_WHAT THE TASK REQUIRES:_
When the string "master" occurs in a line of the records, show that line.

_Saved entries:_

PR #2011, opened 2017-09-18
add minimum ify-loader version to readme

bpostlethwaite:
To account for recent fix found here: https://github.com/browserify/ify-loader/issues/5#issuecomment-330236079

### DIFF
--- a/README.md
+++ b/README.md
@@ -4,7 +4,7 @@
 [![circle ci](https://circleci.com/gh/plotly/plotly.js.png?&style=shield&circle-token=1f42a03b242bd969756fc3e53ede204af9b507c0)](https://circleci.com/gh/plotly/plotly.js)
 
 #### 📢 Announcement!
-#### Seats are still available for a 2 day, Plotly.js master class in NYC, November 16-17. 
+#### Seats are still available for a 2 day, Plotly.js master class in NYC, November 16-17.
 #### [Registration here](https://plotcon.plot.ly/workshops) 🎨 📈 🗽
 
 ***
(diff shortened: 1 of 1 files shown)


README.md
```diff
@@ -111,7 +111,7 @@ Important: the plotly.js code base contains some non-ascii characters. Therefore
 
 #### Webpack Usage with Modules
 
-Browserify [transforms](https://github.com/substack/browserify-handbook#transforms) are required to build plotly.js, namely, [glslify](https://github.com/stackgl/glslify) to transform WebGL shaders and [cwise](https://github.com/scijs/cwise) to compile component-wise array operations. To make the trace module system work with Webpack, you will need to install [ify-loader](https://github.com/hughsk/ify-loader) and add it to your `webpack.config.json` for your build to correctly bundle plotly.js files.
+Browserify [transforms](https://github.com/substack/browserify-handbook#transforms) are required to build plotly.js, namely, [glslify](https://github.com/stackgl/glslify) to transform WebGL shaders and [cwise](https://github.com/scijs/cwise) to compile component-wise array operations. To make the trace module system work with Webpack, you will need to install [ify-loader@v1.1.0+](https://github.com/hughsk/ify-loader) and add it to your `webpack.config.json` for your build to correctly bundle plotly.js files.
```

_YOUR SOLUTION:_
-#### Seats are still available for a 2 day, Plotly.js master class in NYC, November 16-17. 
+#### Seats are still available for a 2 day, Plotly.js master class in NYC, November 16-17.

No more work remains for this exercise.